As of August 14, 2024, American Water Works yields an attractive 2.16%. That’s a nice bonus on top of the stock’s defensive characteristics.
In Q2 FY24, American Water Works’ Regulated Businesses segment reported net income of $274 million, slightly down from $278 million in the same period last year. However, the company affirmed its 2024 earnings per share guidance range of $5.20 to $5.30 and its long-term EPS and dividend growth rate targets of 7-9%.
So, if you’re looking for a recession-resistant stock to anchor your portfolio, consider adding some American Water Works to your holdings.
Mondelez International (MDLZ)
Mondelez International (NASDAQ:MDLZ) manufactures and markets snack food and beverage products worldwide. The company recently reported solid second-quarter 2024 results, with organic net revenue growing 2.5% despite a challenging economic environment. Adjusted EPS increased an impressive 25% on a constant currency basis, driven by strong operating gains and cost discipline.
I believe Mondelez International represents a fairly safe stock to continue holding, even if a recession hits. Companies with beloved snack brands like Oreo, Ritz, Cadbury and Toblerone tend to have loyal customers who keep buying their favorites in good times and bad. That’s the reason MDLZ stock has been on a consistent upward climb for the past 15 years.
With a 2.67% dividend yield, Mondelez International should also put cash in your pockets during downturns, though it isn’t really as stable due to the late-2012 cut.
Regardless, analysts are bullish, with Goldman Sachs recently initiating coverage with a “buy” rating. The consensus price target of $79 implies 18% upside from current levels. While no stock is completely recession-proof, I’m confident that Mondelez International’s snacking business will hold up better than most.
WEC Energy (WEC)
WEC Energy (NYSE:WEC) provides electricity and natural gas to customers in the Midwest. While a recession could impact energy demand and prices, I believe WEC stock should remain relatively resilient.
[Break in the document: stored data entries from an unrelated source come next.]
PR #1163, opened 2020-01-15
expose `Consume(int)`

AndyPook:
related to #1160

This version just exposes the `Consume(int)` method.

Unfortunately moving the CancellationToken overload to an extension method does not work as it needs access to `cancellationDelayMaxMs` which is pulled from config in the `Consumer` impl. So not available to the extension in a "nice" way.
I did a search in github for  "dotnet.cancellation.delay.max.ms". Only a single hit outside Confluent.Kafka. I haven't seen anyone in "Corp world" use it either. 100ms seems like a reasonable value. We could just expose it as a default param on the method? And remove the config option, leave it up to the dev?

Also the `Consume(TimeStamp)` overload is referred to all over the place in xmldoc. Mostly codegen so probably not that big of a deal.

I do like extensions for this kind of thing. But not as nice as I'd thought in this case.
Keeping it simple for now. I may do another PR with the above changes, just to show what it would look like

### DIFF
--- a/src/Confluent.Kafka/Consumer.cs
+++ b/src/Confluent.Kafka/Consumer.cs
@@ -654,7 +654,10 @@ namespace Confluent.Kafka
         }
 
 
-        private ConsumeResult<TKey, TValue> ConsumeImpl(int millisecondsTimeout)
+        /// <summary>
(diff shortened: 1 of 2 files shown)


mhowlett:
thanks! LGTM

PR #1156, opened 2020-01-02
Revert incorrect null argument check

mhowlett:
resolves #1154

PR #1169, opened 2020-01-30
ListGroups [BUG]

AndyPook:
`ListGroups(TimeSpan)` always fails due to passing group=`null`. Which then trips the null check.

This PR just moves the null check to `ListGroups(group, TimeSpan)`.

Failure and fix proved by running the example AdminClient with something like:
`dotnet .\AdminClient.dll localhost:29092 list-groups`


mhowlett:
thanks! this is exactly the same as #1156 which I can't merge because i didn't get an approval yet - however our process allows me to merge this, so merging...

PR #1189, opened 2020-02-19
Make Headers accessible during serialization

pascalconfluent:


pascalconfluent:
[clabot:check]

src/Confluent.Kafka/Producer.cs
```diff
@@ -664,12 +664,14 @@ internal Producer(ProducerBuilder<TKey, TValue> builder)
             Message<TKey, TValue> message,
             CancellationToken cancellationToken)
         {
+            Headers headers = message.Headers ?? new Headers();
```
mhowlett: ensuring headers is never `null` is a better API from the perspective that the typing is more constrained. however:
- this isn't consistent with `Message`, where headers can be `null`.
- it results in an allocation on every produce which in the vast majority of cases is unnecessary. we'd prefer to trade-off usability here imo.

src/Confluent.Kafka/SerializationContext.cs
```diff
@@ -37,10 +37,16 @@ public static SerializationContext Empty
         /// <param name="topic">
         ///     The topic the data is being written to or read from.
         /// </param>
-        public SerializationContext(MessageComponentType component, string topic)
+        /// <param name="headers">
+        ///     The collection of message headers (or null). Specifying null or an 
+        ///      empty list are equivalent. The order of headers is maintained, and
+        ///     duplicate header keys are allowed.
+        /// </param>       
+        public SerializationContext(MessageComponentType component, string topic, Headers headers)
```
mhowlett: add a default value for headers of `null`, that way it's backwards compatible (after re-compile).

mhowlett:
this looks good to me. with that said, before merging, I probably want a better holistic view of where this is going past this change, so I'll probably end up sitting on it a bit. i.e. we may also want message key and value to be in the SerializationContext, and we may also want to support serialization/deserialization of header values. it would be good to have clarity on what all that looks like ideally to make sure we don't introduce things we're then likely to want to break.

pascalconfluent:
@mhowlett I am using headers in Java to transport the event signature, or a wrapped AES key.
If you want we can jump on the Zoom call and talk about extended to Key/Value, .....

src/Confluent.Kafka/SerializationContext.cs
pascalconfluent: And done :)

src/Confluent.Kafka/Producer.cs
pascalconfluent: @mhowlett Instead of the headers I could change to the entire message. In this case that would be the responsibility of the serializer to allocate the headers if needed.

edenhill: Headers are additive and must not be overwritten: some headers could be added to the Produce() call, others by the serializer, some by producer interceptor plugins and even some by the producer itself.

michaelandrepearce:
This would be useful where someone wants to make a custom serde and instead on putting schema info in the byte[] they want to put it in headers to keep compatibility e.g. my protobuf scenario where existing flows will be having plain serialisation yet want to introduce schema repo without breaking large complex systems.

src/Confluent.Kafka/Producer.cs
mhowlett: following what @edenhill says, that the `Headers` class should probably really not have a `Remove` method. i think we can leave it as is though - the intent of adding headers here is to make them available to the serdes, not that the serdes should be able to change them.

mhowlett:
@michaelandrepearce - didn't notice that this was already in java.

src/Confluent.Kafka/Producer.cs
mhowlett: ahh right, i now see you want the headers to be able to be mutated by the serdes (and this feature makes a lot of sense).

i've now thought about this in depth, and think that your original implementation is the best compromise after all. There's an additional allocation, but short lived so it should be negligible. the api downsides seem significantly worse.

you have some white space issues on the `SerializationContext.Headers` comment - (bad indent and space after the 'an'). If you those whitespace issues and revert the 3rd commit, this PR is good to go. lets get it in 1.4!

michaelandrepearce:
Yes since 0.11 it was added when headers were added :)

src/Confluent.Kafka/Producer.cs
pascalconfluent: Just push a fix with indentation and space and revert to the right push.
Let me know if it's all good or not. :)

Thank you!

mhowlett:
i ended up tweaking this and adding integration tests in #1218 , which is now merged into 1.4.x.

PR #368, opened 2016-10-24
fix/ffi: fix sessions in FFI

nbaksalyar:
* Remove Clone in Session
* Refactor low_level_api/misc and low_level_api/data_id to always use
  asynchronous APIs
* Remove redundant ffi::app::drop_app function (app doesn't contain a
  session now, so it doesn't need to be dropped)

### DIFF
--- a/src/ffi/low_level_api/data_id.rs
+++ b/src/ffi/low_level_api/data_id.rs
@@ -157,25 +157,20 @@ mod tests {
 
         unsafe {
             let (tx, rx) = mpsc::channel::<DataIdHandle>();
-            assert_eq!(data_id_new_struct_data(sess_ptr,
-                                               type_tag,
-                                               &struct_id_arr,
-                                               Box::into_raw(Box::new(tx.clone())) as *mut _,
-                                               data_id_cb),
+            let tx = Box::into_raw(Box::new(tx)) as *mut c_void;
+
+            assert_eq!(data_id_new_struct_data(sess_ptr, type_tag, &struct_id_arr, tx, data_id_cb),
                        0);
             data_id_handle_struct = unwrap!(rx.recv());
 
-            assert_eq!(data_id_new_immut_data(sess_ptr,
-                                              &immut_id_arr,
-                                              Box::into_raw(Box::new(tx.clone())) as *mut _,
-                                              data_id_cb),
+            assert_eq!(data_id_new_immut_data(sess_ptr, &immut_id_arr, tx, data_id_cb),
                        0);
             data_id_handle_immut = unwrap!(rx.recv());
 
             assert_eq!(data_id_new_appendable_data(sess_ptr,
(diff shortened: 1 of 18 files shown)


src/ffi/low_level_api/data_id.rs
```diff
@@ -109,68 +151,101 @@ mod tests {
...
+
+            let tx: *mut mpsc::Sender<DataIdHandle> = tx as *mut _;
+            unwrap!((*tx).send(handle));
+        }
+
+        unsafe fn assert_free(sess_ptr: *const Session, handle: DataIdHandle, expected: i32) {
+            let (tx, rx) = mpsc::channel::<i32>();
+            assert_eq!(data_id_free(sess_ptr,
+                                    handle,
+                                    Box::into_raw(Box::new(tx.clone())) as *mut _,
```
ustulation: why do we need to clone it `tx.clone()` ?

src/ffi/low_level_api/data_id.rs
```diff
@@ -109,68 +151,101 @@ mod tests {
...
             assert_eq!(data_id_new_appendable_data(sess_ptr,
                                                    &priv_app_id_arr,
                                                    true,
-                                                   &mut data_id_handle_priv_appendable),
+                                                   Box::into_raw(Box::new(tx.clone())) as *mut _,
+                                                   data_id_cb),
                        0);
+            data_id_handle_priv_appendable = unwrap!(rx.recv_timeout(Duration::from_secs(15)));
+
+            let (tx, rx) = mpsc::channel::<DataIdHandle>();
```
ustulation: Why so many instances created ? Simply create one and use that:
```
let (tx, rx) = ...;
assert_eq!(ffi_0(..., &mut tx));
data_id_handle_... = unwrap!(rx.recv());

assert_eq!(ffi_1(..., &mut tx));
data_id_handle_... = unwrap!(rx.recv());
```
etc. - Pls aim to use use minimum `Box`s. Scan the code for more such issue.

src/ffi/low_level_api/data_id.rs
```diff
@@ -109,68 +151,101 @@ mod tests {
...
             assert_eq!(data_id_new_appendable_data(sess_ptr,
                                                    &pub_app_id_arr,
                                                    false,
-                                                   &mut data_id_handle_pub_appendable),
+                                                   Box::into_raw(Box::new(tx.clone())) as *mut _,
+                                                   data_id_cb),
                        0);
+            data_id_handle_pub_appendable = unwrap!(rx.recv_timeout(Duration::from_secs(15)));
```
ustulation: Do not use timeouts - when these are run against the network the timeout used may be insufficient - simply use `recv()` - we will code the overall timeout in `core`

ustulation:
will be merged with https://github.com/maidsafe/safe_core/pull/370

PR #369, opened 2016-10-24
implement ffi/dns

madadam:


maidsafe-highfive:
r? @krishnaIndia

src/nfs/helper/dir_helper.rs
```diff
@@ -290,6 +299,67 @@ pub fn configuration_dir(client: Client, dir_name: String) -> Box<NfsFuture<(Dir
...
+            dir.find_file(&file_name)
+                .map(|file| file.clone())
+                .ok_or(NfsError::FileNotFound)
+        })
+        .into_box()
+}
+
+/// Get the directory at the given tokenised path. The path is taken relative to
+/// `starting_directory`, unless it is `None`, in which case it is taken
+/// relative
```
ustulation: allignment broken - simple way to fix would be to write it as one long line - so in vim use capital `J` on the first line and keep using it until it becomes a long line. Then save it - rustfmt should do the required breaking up.

PR #372, opened 2016-10-27
Implement low-level api for struct data

madadam:


maidsafe-highfive:
r? @krishnaIndia

src/ffi/low_level_api/struct_data.rs
```diff
@@ -19,519 +19,583 @@
...
-
-
-        let handle = unwrap!(object_cache()).insert_sd(sd);
-        ptr::write(o_handle, handle);
-
-        0
-    })
+                                         data_len: usize,
+                                         user_data: *mut c_void,
+                                         o_cb: extern "C" fn(*mut c_void, int32_t, StructDataHandle)) {
```
nbaksalyar: This should be `unsafe extern "C"` because it dereferences a raw pointer in the first parameter.
Same applies for all `o_cb` callbacks

src/ffi/low_level_api/struct_data.rs
```diff
@@ -19,519 +19,583 @@
...
+                                         o_cb: extern "C" fn(*mut c_void, int32_t)) {
+    helper::catch_unwind_cb(|| {
+        (*session).send_cb(user_data, move |client, object_cache, user_data| {
+            let sd = {
+                let mut object_cache = unwrap!(object_cache.lock());
+                try_cb!(object_cache.get_sd(sd_h),
+                        |error| o_cb(user_data, error)).clone()
+            };
+
+            client.put(Data::Structured(sd), None)
```
ustulation: This should be put recover and after that update the SD in object cache (if successful put) if the version number changed.

src/ffi/low_level_api/struct_data.rs
```diff
@@ -19,519 +19,583 @@
...
-                                          sd.get_previous_owner_keys().clone(),
-                                          Some(&sign_key))
-        .map_err(CoreError::from));
-
-    let data = Data::Structured(new_sd.clone());
-    let resp_getter = try!(unwrap!(client.lock()).post(data, None));
-    try!(resp_getter.get());
-
-    Ok(new_sd)
+/// POST StructuredData
```
ustulation: There is also a function to make SD unclaimable - pls refer to master for changes.
Commits like https://github.com/maidsafe/safe_core/commit/f661b8f3b797ebe1e9194351013e37609a79c28f etc in case you missed and functions like https://github.com/maidsafe/safe_core/blob/f4be866f8d474a2565f02bed99144f996ed828d3/src/ffi/low_level_api/struct_data.rs#L372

As a regulated utility, WEC has the ability to adjust rates to maintain stable financials, even during economic downturns. This is why the stock didn’t crater during the Great Recession, Instead, it declined gently. And although WEC shares have dipped slightly since mid-2022, I see limited downside risk going forward, recession or not.
In Q2 FY24, WEC reported earnings of 67 cents per share and reaffirmed its full-year guidance of $4.80-$4.90 EPS. The company is executing its largest-ever five-year $23.7 billion capital plan. Analysts seem cautiously optimistic, with a consensus moderate buy rating. J.P. Morgan’s Jeremy Tonet maintains a “strong ell” rating, though, with an $84 target. That’s really not much downside.
While not flashy, I view WEC as a defensive stalwart that should keep churning out reliable results.
With a 3.7% dividend yield, low-risk projects supporting 6-7% long-term earnings growth and a recession-resistant business model, WEC could be a port in the storm for 2024.
On the date of publication, Omor Ibne Ehsan did not hold (either directly or indirectly) any positions in the securities mentioned in this article. The opinions expressed in this article are those of the writer, subject to the InvestorPlace.com Publishing Guidelines.
On the date of publication, the responsible editor did not have (either directly or indirectly) any positions in the securities mentioned in this article.